Account for encrypted reasoning for auto compaction (openai#7113)

aibrahim-oai · web-flow · commit b519267d0545 · 2025-11-22T03:06:45.000Z
- The total token used returned from the api doesn't account for the
reasoning items before the assistant message
- Account for those for auto compaction
- Add the encrypted reasoning effort in the common tests utils
- Add a test to make sure it works as expected
diff --git a/codex-rs/Cargo.lock b/codex-rs/Cargo.lock
diff --git a/codex-rs/core/src/codex.rs b/codex-rs/core/src/codex.rs
@@ -661,6 +661,11 @@ impl Session {
         format!("auto-compact-{id}")
     }
 
+    async fn get_total_token_usage(&self) -> i64 {
+        let state = self.state.lock().await;
+        state.get_total_token_usage()
+    }
+
     async fn record_initial_history(&self, conversation_history: InitialHistory) {
         let turn_context = self.new_turn(SessionSettingsUpdate::default()).await;
         match conversation_history {
@@ -1958,20 +1963,13 @@ pub(crate) async fn run_task(
         .await
         {
             Ok(turn_output) => {
-                let TurnRunResult {
-                    processed_items,
-                    total_token_usage,
-                } = turn_output;
+                let processed_items = turn_output;
                 let limit = turn_context
                     .client
                     .get_auto_compact_token_limit()
                     .unwrap_or(i64::MAX);
-                let total_usage_tokens = total_token_usage
-                    .as_ref()
-                    .map(TokenUsage::tokens_in_context_window);
-                let token_limit_reached = total_usage_tokens
-                    .map(|tokens| tokens >= limit)
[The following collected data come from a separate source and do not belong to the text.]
PR #463, opened 2023-10-10
[16.0][FIX] rma: correctly display fields in product category view

JordiMForgeFlow:
Before the fix:

image

After the fix:

image


LoisRForgeFlow (approved):
Ty!

PR #466, opened 2023-10-27
[14.0][IMP] Update copier from template

AaronHForgeFlow:
Currently pre-commit is red in 14.0 so merging as soon it is green


AaronHForgeFlow:
Will not be green until copier is updated with latest changes in https://github.com/OCA/oca-addons-repo-template/pull/214

PR #469, opened 2023-10-27
[16.0][FWD][IMP] added default operation on rma group, easy setup before rma lines created

AaronHForgeFlow:
FW port of https://github.com/ForgeFlow/stock-rma/pull/452


AaronHForgeFlow:
Merging to keep branch align. It works good.

PR #472, opened 2023-10-30
[16.0][FWD][REF] rma: change rules to route in warehouse

AaronHForgeFlow:
forward port of https://github.com/ForgeFlow/stock-rma/pull/456

cc @ForgeFlow


AaronHForgeFlow:
Rebased! :rocket:

PR #479, opened 2023-10-31
[16.0][ADD] product_warranty & rma_product_warranty

AaronHForgeFlow:
Compute warranty based on original move date and invoice date

cc @ ForgeFlow


LoisRForgeFlow:
@AaronHForgeFlow was this finally used? worth merging it?

PR #480, opened 2023-11-16
[14.0][FIX] rma: RMA location in the warehouse should not be inside stock

AaronHForgeFlow:
@JordiMForgeFlow


JordiMForgeFlow (approved):
LGTM 👍🏼

PR #481, opened 2023-11-17
[15.0][FWD][FIX] rma: RMA location in the warehouse should not be inside stock

AaronHForgeFlow:
FWD port of https://github.com/ForgeFlow/stock-rma/pull/480/


AaronHForgeFlow:
Merging to keep branches even

PR #678, opened 2025-06-03
 Allow to theme character picker buttons

luigifab:
Like https://github.com/mate-desktop/mate-panel/pull/1474

image

image

<del>But there is something wrong, for now I don't understand why the following CSS works only from GtkInspector!</del> -> `#PanelApplet`

```css
.mate-panel-menu-bar #PanelApplet .mate-charpick-applet .menu-button:checked  {
	color: green;
	border-color: blue;
	background:yellow;
}
.mate-panel-menu-bar #PanelApplet .mate-charpick-applet .text-button:active {
	/* border disabled by application */
	box-shadow:
		inset 1px 1px white,   /* top left */
		inset -1px -1px yellow; /* right bottom */
}
```

Maybe it's better to add the button menu in `curr_data`.

### DIFF
--- a/charpick/charpick.c
+++ b/charpick/charpick.c
@@ -270,10 +270,27 @@ key_press_event (GtkWidget   *widget,
 }
 
 static void
+menu_deactivated (GtkMenu   *menu,
+                  charpick_data *curr_data)
+{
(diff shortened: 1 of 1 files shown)


luigifab:
Ok working! CSS nodes are:

image

PR #679, opened 2025-06-30
invest: Bring back the invest applet

vkareh:
The original invest applet was dropped in
https://github.com/mate-desktop/mate-applets/commit/41f7b7a2a38ca9f3929fcbd88d228b3815034876 due to a broken API. This brings it back using the modern JSON version of the Yahoo Finance API, a rewrite from Python to C, and a simplified interface (i.e. instead of the full portfolio management app, I simplified it into a stock ticker price tracker).

A few files (like icons, help text, manpage, etc.) were pulled directly from git history, but I updated part of the help file to at least match what the new version of the applet does.

Screenshot at 2025-06-30 15-09-57
Screenshot at 2025-06-30 15-07-07
Screenshot at 2025-06-30 15-06-51


lukefromdc (commented):
The applet appears in the "add to panel" dialog but errors out of being added silently in an in-process build.The icon shown in the dialog is the "icon-missing" icon

Note that with an in-process build, the applet location in 
/usr/share/mate-panel/applets/org.mate.applets.InvestApplet.mate-panel-applet
was listed as 
`Location=/usr/libexec/invest-applet`
```
When it shoud have been 
Location=/usr/lib/x86_64-linux-gnu/mate-applets/libinvest-applet.so
```
for an install to
/usr/lib/x86_64-linux-gnu

but fixing just this wasn't enough to make the applet work. Same results both in x11 and wayland. we DID get the applet built as libinvest-applet.so but something failed badly enough that with the panel being run from terminal (with `mate-panel --replace`) I didn't even get any warning messages on trying to add it to the panel, just no response at all.

lukefromdc (approved):
Just rebuilt and retested. The applet now loads fine and shows its correct icon in the panel though I still got icon-missing in the panel add to dialog. I got "No valid stock data" thought maybe the endpoint was something I had .0.0.1'ed out in /etc/hosts

Turns out Yahoo's finance page is down at the moment, I fished the URL out of invest-applet.c and opened it in browser, getting the "Will be right back..." message.

With mate-panel running from terminal, this yielded 
`** (mate-panel:42020): WARNING **: 02:19:14.613: Failed to fetch stock data for symbol 0: Could not connect: Connection refused
`
when Yahoo could not take the more detailed URL due presumably to the outage. Presumably the applet is working as intended, though with this outage a more detailed check is not now possible.

Note that this is an in-process build-and it worked in wayland without any other issues

lukefromdc:
Let's see if we can get a second review for this

PR #680, opened 2025-07-22
invest: Add chart with stock price history

vkareh:
Adds a chart window that shows stock price history over a configurable time scale.

Screenshot at 2025-07-22 06-18-37

Screenshot at 2025-07-22 06-17-48

### DIFF
--- a/invest-applet/invest/Makefile.am
+++ b/invest-applet/invest/Makefile.am
@@ -11,6 +11,7 @@ AM_CPPFLAGS =			\
 
 APPLET_SOURCES =	\
 	invest-applet.c	\
+	invest-applet-chart.c	\
 	$(NULL)
 
 APPLET_LIBS =			\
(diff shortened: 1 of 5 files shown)


lukefromdc:
This seems to be the important part of the backtrace:
```

#0  0x00007ffff793e289 in gtk_widget_get_visible () at /lib/x86_64-linux-gnu/libgtk-3.so.0
#1  0x00007fffef46ba62 in invest_chart_is_visible (chart=<optimized out>) at invest-applet-chart.c:151
#2  0x00007fffef469095 in invest_applet_destroy (widget=<optimized out>, applet=0x555555ba0ed0) at invest-applet.c:484
```

vkareh:
@lukefromdc thanks for catching that - I always forget to test things in-process :stuck_out_tongue: 
I'm having a hard time reproducing this consistently, but I've added some defensive NULL pointer checks and connected the destroy signal and it seems to fix it.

-                    .unwrap_or(false);
+                let total_usage_tokens = sess.get_total_token_usage().await;
+                let token_limit_reached = total_usage_tokens >= limit;
                 let (responses, items_to_record_in_conversation_history) =
                     process_items(processed_items, &sess, &turn_context).await;
 
@@ -2028,7 +2026,7 @@ async fn run_turn(
     turn_diff_tracker: SharedTurnDiffTracker,
     input: Vec<ResponseItem>,
     cancellation_token: CancellationToken,
-) -> CodexResult<TurnRunResult> {
+) -> CodexResult<Vec<ProcessedResponseItem>> {
     let mcp_tools = sess
         .services
         .mcp_connection_manager
@@ -2159,12 +2157,6 @@ pub struct ProcessedResponseItem {
     pub response: Option<ResponseInputItem>,
 }
 
-#[derive(Debug)]
-struct TurnRunResult {
-    processed_items: Vec<ProcessedResponseItem>,
-    total_token_usage: Option<TokenUsage>,
-}
-
 #[allow(clippy::too_many_arguments)]
 async fn try_run_turn(
     router: Arc<ToolRouter>,
@@ -2173,7 +2165,7 @@ async fn try_run_turn(
     turn_diff_tracker: SharedTurnDiffTracker,
     prompt: &Prompt,
     cancellation_token: CancellationToken,
-) -> CodexResult<TurnRunResult> {
+) -> CodexResult<Vec<ProcessedResponseItem>> {
     let rollout_item = RolloutItem::TurnContext(TurnContextItem {
         cwd: turn_context.cwd.clone(),
         approval_policy: turn_context.approval_policy,
@@ -2335,12 +2327,7 @@ async fn try_run_turn(
                     sess.send_event(&turn_context, msg).await;
                 }
 
-                let result = TurnRunResult {
-                    processed_items,
-                    total_token_usage: token_usage.clone(),
-                };
-
-                return Ok(result);
+                return Ok(processed_items);
             }
             ResponseEvent::OutputTextDelta(delta) => {
                 // In review child threads, suppress assistant text deltas; the
diff --git a/codex-rs/core/src/context_manager/history.rs b/codex-rs/core/src/context_manager/history.rs
@@ -2,6 +2,7 @@ use crate::codex::TurnContext;
 use crate::context_manager::normalize;
 use crate::truncate::TruncationPolicy;
 use crate::truncate::approx_token_count;
+use crate::truncate::approx_tokens_from_byte_count;
 use crate::truncate::truncate_function_output_items_with_policy;
 use crate::truncate::truncate_text;
 use codex_protocol::models::FunctionCallOutputPayload;
@@ -119,6 +120,54 @@ impl ContextManager {
         );
     }
 
+    fn get_non_last_reasoning_items_tokens(&self) -> usize {
+        // get reasoning items excluding all the ones after the last user message
+        let Some(last_user_index) = self
+            .items
+            .iter()
+            .rposition(|item| matches!(item, ResponseItem::Message { role, .. } if role == "user"))
+        else {
+            return 0usize;
+        };
+
+        let total_reasoning_bytes = self
+            .items
+            .iter()
+            .take(last_user_index)
+            .filter_map(|item| {
+                if let ResponseItem::Reasoning {
+                    encrypted_content: Some(content),
+                    ..
+                } = item
+                {
+                    Some(content.len())
+                } else {
+                    None
+                }
+            })
+            .map(Self::estimate_reasoning_length)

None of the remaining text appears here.